• **MATERIAL SUPPLIED**
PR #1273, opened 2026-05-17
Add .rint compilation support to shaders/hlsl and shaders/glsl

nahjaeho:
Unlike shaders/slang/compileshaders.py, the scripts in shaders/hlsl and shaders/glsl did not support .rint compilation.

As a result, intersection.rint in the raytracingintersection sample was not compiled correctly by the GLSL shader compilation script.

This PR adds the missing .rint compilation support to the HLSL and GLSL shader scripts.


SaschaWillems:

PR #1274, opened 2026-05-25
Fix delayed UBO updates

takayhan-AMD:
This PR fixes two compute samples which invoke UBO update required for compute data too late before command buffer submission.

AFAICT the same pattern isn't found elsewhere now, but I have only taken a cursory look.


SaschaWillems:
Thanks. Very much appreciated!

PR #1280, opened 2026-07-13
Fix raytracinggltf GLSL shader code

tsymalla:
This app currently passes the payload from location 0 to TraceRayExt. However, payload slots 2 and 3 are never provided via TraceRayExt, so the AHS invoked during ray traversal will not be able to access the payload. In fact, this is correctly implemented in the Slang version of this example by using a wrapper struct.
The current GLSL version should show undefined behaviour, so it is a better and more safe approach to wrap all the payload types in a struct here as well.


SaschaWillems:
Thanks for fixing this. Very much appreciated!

• **WHAT YOU ARE ASKED TO DO**
In the entries above, some lines hold the string "rint". Copy each of them.

• **RESPONSE AREA**
Add .rint compilation support to shaders/hlsl and shaders/glsl
Unlike shaders/slang/compileshaders.py, the scripts in shaders/hlsl and shaders/glsl did not support .rint compilation.
As a result, intersection.rint in the raytracingintersection sample was not compiled correctly by the GLSL shader compilation script.
This PR adds the missing .rint compilation support to the HLSL and GLSL shader scripts.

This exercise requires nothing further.